Problem to solve
Copy every line that contains the string "asset" from the entries below.

Provided entries

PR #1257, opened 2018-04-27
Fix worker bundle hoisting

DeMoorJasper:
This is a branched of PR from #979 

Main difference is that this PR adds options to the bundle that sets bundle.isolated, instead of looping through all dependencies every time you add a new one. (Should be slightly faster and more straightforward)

...

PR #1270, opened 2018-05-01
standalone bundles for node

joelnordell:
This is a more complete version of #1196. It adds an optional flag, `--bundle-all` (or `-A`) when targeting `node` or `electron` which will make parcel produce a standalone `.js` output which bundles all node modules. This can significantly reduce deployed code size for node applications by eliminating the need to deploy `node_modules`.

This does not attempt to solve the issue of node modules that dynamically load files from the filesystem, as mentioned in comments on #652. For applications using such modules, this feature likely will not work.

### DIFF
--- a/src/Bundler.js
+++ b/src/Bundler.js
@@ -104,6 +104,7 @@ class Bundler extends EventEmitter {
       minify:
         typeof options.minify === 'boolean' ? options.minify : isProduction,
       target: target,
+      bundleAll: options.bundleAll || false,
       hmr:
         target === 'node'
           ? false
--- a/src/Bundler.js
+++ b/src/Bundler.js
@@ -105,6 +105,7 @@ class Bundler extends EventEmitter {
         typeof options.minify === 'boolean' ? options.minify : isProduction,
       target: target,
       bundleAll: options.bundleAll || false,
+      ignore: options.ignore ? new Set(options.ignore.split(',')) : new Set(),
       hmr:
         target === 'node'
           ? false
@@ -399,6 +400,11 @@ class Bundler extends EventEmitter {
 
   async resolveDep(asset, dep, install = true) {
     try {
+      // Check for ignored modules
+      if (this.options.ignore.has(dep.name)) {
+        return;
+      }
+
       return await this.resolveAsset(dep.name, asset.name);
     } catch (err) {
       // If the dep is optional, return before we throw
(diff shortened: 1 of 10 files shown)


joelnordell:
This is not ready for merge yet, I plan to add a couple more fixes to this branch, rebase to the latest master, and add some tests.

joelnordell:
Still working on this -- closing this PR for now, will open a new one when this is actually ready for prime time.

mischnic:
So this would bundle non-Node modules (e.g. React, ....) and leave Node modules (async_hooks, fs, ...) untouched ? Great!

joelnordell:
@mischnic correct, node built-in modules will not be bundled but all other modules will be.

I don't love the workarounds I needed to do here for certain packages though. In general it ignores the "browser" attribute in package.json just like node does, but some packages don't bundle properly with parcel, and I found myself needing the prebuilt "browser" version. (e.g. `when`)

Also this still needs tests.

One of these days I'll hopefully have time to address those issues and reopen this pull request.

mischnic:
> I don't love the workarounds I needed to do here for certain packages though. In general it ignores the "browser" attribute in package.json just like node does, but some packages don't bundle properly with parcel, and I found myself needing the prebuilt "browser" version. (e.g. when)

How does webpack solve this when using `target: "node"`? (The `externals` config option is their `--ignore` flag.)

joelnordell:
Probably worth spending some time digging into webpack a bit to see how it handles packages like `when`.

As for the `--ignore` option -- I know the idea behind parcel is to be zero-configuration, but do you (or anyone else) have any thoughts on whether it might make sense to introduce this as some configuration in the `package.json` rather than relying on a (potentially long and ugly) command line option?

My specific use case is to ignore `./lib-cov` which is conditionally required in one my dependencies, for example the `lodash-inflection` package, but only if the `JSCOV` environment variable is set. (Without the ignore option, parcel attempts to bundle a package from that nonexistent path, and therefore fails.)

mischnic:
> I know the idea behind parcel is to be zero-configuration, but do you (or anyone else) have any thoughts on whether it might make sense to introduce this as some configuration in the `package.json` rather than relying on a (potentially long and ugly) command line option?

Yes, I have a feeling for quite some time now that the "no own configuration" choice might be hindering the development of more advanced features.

--

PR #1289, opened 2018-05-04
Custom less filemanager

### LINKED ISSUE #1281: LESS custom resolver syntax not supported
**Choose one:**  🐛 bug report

Your solution
   async resolveDep(asset, dep, install = true) {
       return await this.resolveAsset(dep.name, asset.name);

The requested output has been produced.